* _Data extracts_
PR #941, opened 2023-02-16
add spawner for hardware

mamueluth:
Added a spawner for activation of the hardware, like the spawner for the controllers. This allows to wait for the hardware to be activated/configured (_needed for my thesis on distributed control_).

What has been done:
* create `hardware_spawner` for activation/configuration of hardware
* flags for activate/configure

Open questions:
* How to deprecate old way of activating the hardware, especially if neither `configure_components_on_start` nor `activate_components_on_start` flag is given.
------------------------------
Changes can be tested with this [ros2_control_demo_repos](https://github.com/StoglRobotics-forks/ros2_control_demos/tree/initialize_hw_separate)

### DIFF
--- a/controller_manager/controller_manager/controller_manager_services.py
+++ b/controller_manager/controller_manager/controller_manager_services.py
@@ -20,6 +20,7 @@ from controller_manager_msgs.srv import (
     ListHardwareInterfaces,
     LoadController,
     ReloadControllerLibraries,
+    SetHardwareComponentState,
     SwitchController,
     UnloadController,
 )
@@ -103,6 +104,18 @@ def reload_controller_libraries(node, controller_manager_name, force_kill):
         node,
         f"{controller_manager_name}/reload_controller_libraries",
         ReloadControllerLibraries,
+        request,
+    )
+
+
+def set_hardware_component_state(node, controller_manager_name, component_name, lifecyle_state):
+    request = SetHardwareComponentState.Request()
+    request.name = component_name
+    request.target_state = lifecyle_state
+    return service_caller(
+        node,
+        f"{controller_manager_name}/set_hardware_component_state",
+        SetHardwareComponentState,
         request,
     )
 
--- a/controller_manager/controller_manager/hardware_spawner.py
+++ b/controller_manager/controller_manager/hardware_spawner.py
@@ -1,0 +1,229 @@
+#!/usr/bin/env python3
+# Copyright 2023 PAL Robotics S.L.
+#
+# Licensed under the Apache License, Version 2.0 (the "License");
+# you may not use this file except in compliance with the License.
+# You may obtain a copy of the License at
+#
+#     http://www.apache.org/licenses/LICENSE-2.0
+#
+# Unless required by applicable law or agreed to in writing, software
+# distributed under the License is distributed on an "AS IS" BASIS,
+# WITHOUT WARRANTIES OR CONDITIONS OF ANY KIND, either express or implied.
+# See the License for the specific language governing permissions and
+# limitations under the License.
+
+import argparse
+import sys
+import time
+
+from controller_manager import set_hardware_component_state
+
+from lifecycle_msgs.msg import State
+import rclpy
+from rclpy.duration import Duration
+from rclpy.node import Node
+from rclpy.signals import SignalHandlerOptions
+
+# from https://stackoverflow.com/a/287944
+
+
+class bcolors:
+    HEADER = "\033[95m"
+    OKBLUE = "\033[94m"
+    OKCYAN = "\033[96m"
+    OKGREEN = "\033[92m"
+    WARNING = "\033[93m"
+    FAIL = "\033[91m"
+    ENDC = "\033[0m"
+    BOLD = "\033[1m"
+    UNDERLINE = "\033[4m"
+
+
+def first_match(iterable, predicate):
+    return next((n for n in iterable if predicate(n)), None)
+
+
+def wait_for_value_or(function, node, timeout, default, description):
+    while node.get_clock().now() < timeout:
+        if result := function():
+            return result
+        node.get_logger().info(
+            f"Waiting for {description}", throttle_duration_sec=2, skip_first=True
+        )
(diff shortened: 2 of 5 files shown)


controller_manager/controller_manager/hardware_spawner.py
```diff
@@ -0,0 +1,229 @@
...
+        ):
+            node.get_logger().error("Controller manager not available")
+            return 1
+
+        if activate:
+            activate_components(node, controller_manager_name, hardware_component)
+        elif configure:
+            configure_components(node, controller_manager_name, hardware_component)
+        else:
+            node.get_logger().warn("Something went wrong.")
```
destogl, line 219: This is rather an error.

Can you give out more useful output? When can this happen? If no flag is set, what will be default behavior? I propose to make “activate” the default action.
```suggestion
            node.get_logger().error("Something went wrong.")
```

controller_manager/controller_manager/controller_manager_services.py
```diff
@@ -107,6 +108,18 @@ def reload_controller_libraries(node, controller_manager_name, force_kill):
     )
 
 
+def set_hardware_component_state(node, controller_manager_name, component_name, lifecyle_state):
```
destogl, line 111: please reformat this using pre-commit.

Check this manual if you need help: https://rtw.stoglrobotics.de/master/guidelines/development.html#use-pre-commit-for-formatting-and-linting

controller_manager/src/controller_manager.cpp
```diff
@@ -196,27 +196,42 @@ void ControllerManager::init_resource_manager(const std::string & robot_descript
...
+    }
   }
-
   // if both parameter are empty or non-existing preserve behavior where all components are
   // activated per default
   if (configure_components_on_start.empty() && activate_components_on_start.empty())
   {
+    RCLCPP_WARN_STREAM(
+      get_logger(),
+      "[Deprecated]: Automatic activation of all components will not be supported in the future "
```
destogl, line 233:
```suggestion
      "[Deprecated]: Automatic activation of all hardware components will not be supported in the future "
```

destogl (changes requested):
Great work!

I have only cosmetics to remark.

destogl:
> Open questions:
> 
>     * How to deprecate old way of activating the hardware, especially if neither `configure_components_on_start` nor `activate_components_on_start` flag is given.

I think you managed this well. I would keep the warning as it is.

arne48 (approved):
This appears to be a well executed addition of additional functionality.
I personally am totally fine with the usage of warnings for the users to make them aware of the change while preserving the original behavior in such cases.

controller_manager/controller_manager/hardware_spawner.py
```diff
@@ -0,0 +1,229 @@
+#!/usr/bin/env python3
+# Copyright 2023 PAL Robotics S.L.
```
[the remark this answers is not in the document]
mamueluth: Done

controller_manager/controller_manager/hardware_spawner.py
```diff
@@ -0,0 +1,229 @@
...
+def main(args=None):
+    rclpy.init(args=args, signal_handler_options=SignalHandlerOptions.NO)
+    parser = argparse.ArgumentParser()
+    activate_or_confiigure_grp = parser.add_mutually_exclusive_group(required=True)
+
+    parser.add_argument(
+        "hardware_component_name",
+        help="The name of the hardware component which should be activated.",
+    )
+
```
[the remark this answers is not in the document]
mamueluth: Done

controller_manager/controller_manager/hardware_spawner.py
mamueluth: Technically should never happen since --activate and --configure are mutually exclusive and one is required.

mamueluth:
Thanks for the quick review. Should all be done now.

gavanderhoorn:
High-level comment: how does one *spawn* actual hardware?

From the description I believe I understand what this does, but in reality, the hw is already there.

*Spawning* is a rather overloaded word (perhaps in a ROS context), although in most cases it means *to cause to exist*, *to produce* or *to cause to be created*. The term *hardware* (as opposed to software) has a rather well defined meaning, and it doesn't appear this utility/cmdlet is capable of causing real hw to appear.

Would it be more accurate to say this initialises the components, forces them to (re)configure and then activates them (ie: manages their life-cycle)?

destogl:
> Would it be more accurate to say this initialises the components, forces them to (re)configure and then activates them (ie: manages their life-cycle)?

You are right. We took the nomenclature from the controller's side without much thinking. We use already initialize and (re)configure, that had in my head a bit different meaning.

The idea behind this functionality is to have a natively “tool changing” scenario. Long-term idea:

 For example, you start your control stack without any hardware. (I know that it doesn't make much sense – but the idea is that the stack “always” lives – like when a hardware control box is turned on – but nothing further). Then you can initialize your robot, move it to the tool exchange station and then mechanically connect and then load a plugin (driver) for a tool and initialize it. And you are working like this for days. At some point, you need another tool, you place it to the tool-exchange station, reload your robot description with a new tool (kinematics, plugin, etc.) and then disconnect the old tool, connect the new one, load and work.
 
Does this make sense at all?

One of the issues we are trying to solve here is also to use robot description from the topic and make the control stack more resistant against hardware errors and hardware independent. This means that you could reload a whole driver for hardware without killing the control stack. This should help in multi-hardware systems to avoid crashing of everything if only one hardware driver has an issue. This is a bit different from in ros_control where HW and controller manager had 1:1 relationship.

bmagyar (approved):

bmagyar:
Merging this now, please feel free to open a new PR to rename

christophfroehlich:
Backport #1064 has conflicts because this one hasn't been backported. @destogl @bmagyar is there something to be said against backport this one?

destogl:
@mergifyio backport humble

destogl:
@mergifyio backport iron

* _Requirement_
For the string "meaning", give the number of lines in the entries that contain it, with no other words.

* _Reply to the exercise_
2